The continuous increase in volume, variety and velocity of Big Data exposes datacenter resource scaling to an energy utilization problem. Traditionally, datacenters employ x86-64 (big) server nodes with power usage of tens to hundreds of Watts. But lately, low-power (small) systems originally developed for mobile devices have seen significant improvements in performance. These improvements could lead to the adoption of such small systems in servers, as announced by major industry players. In this context, we systematically conduct a performance study of Big Data execution on small nodes in comparison with traditional big nodes, and present insights that would be useful for future development.

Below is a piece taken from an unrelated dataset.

PR #2642, opened 2022-01-14
fix(template-compiler): unrevert template compiler refactor

nolanlawson:
## Details

Technically, 2.7.2 should not have contained compiler changes, so we need to revert the revert (#2634).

We run Hadoop MapReduce, MySQL and in-memory Shark workloads on clusters of ARM big. LITTLE boards and Intel Xeon server systems. We evaluate execution time, energy usage and total cost of running the workloads on self-hosted ARM and Xeon nodes. Our study shows that there is no one size fits all rule for judging the efficiency of executing Big Data workloads on small and big nodes. But small memory size, low memory and I/O bandwidths, and software immaturity concur in canceling the lower-power advantage of ARM servers. We show that I/O-intensive MapReduce workloads are more energy-efficient to run on Xeon nodes. In contrast, database query processing is always more energy-efficient on ARM servers, at the cost of slightly lower throughput. With minor software modifications, CPU-intensive MapReduce workloads are almost four times cheaper to execute on ARM servers.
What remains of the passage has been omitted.